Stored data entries
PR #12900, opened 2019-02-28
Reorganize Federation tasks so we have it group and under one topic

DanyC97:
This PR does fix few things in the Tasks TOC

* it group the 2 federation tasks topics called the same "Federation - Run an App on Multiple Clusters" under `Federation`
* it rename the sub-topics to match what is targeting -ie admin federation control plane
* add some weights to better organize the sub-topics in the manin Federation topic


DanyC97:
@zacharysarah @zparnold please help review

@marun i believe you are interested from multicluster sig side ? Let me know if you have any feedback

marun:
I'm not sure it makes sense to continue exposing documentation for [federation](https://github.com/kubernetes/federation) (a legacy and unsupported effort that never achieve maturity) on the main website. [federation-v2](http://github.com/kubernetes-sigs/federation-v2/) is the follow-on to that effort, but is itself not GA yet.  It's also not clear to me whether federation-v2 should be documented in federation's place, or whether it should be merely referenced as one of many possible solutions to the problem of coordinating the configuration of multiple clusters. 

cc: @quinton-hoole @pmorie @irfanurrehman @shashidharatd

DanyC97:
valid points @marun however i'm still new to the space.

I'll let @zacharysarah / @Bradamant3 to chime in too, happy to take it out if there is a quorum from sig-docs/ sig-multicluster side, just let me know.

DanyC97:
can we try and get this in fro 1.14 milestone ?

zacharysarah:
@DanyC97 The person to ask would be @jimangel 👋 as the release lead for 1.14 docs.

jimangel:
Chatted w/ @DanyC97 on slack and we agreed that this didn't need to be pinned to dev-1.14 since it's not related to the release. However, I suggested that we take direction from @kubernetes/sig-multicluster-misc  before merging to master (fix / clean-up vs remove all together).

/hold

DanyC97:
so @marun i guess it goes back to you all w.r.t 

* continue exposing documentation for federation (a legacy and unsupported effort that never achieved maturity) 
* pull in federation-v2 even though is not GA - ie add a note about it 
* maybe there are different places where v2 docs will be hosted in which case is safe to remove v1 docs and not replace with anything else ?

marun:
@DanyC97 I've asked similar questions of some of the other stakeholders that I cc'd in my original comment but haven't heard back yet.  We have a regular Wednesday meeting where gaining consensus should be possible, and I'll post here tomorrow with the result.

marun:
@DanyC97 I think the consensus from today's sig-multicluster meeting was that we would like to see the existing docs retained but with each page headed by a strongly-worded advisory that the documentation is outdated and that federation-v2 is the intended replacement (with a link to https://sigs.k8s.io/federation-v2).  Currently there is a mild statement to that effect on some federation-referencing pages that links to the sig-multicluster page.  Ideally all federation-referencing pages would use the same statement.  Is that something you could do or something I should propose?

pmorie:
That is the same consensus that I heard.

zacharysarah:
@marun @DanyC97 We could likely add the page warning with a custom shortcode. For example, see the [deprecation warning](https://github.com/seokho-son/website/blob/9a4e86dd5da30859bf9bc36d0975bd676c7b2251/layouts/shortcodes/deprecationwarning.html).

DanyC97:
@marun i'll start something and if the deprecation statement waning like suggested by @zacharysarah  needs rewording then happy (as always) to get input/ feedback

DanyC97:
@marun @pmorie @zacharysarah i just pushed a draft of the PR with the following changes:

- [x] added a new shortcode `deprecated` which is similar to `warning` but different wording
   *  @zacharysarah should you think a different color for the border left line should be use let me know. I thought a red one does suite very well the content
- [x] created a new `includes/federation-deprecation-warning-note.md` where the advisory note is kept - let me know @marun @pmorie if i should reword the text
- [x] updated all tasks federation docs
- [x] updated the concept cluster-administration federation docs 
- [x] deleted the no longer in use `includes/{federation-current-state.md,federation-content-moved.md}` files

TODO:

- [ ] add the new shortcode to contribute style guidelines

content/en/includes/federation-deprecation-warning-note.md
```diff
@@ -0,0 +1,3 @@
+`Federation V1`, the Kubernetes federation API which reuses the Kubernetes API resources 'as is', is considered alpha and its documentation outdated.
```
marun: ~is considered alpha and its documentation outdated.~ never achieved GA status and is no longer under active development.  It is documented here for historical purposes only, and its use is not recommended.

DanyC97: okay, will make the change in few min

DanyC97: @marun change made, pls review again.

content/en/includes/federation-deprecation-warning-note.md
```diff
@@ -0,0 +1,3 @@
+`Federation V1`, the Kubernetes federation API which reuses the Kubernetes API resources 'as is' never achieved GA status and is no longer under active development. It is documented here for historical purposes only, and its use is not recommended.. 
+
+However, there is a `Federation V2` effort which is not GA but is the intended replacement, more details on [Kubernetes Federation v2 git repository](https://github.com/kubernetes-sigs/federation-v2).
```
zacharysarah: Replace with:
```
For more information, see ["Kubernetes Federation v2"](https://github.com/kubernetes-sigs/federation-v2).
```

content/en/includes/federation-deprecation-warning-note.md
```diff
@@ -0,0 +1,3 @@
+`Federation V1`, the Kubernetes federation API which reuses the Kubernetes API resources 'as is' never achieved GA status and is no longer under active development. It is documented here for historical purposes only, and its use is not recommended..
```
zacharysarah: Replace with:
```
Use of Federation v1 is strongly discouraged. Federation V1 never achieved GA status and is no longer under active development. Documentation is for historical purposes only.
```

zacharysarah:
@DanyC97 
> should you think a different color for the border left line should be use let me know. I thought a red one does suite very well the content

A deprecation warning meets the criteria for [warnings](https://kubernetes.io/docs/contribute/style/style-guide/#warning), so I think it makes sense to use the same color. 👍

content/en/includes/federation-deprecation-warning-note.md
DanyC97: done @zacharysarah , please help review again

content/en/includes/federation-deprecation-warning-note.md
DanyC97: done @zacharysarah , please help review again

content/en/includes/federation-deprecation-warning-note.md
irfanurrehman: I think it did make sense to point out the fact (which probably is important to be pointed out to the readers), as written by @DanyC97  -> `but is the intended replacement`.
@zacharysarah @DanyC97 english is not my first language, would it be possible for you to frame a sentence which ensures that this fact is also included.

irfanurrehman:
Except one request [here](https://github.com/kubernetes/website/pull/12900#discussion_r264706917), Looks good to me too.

---

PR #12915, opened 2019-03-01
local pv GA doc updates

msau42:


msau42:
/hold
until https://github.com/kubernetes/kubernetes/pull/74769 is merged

**REQUIREMENT**
With "very" as the search string, filter the records and return each line that has it.

**RESPONSE BOX**
   *  @zacharysarah should you think a different color for the border left line should be use let me know. I thought a red one does suite very well the content
> should you think a different color for the border left line should be use let me know. I thought a red one does suite very well the content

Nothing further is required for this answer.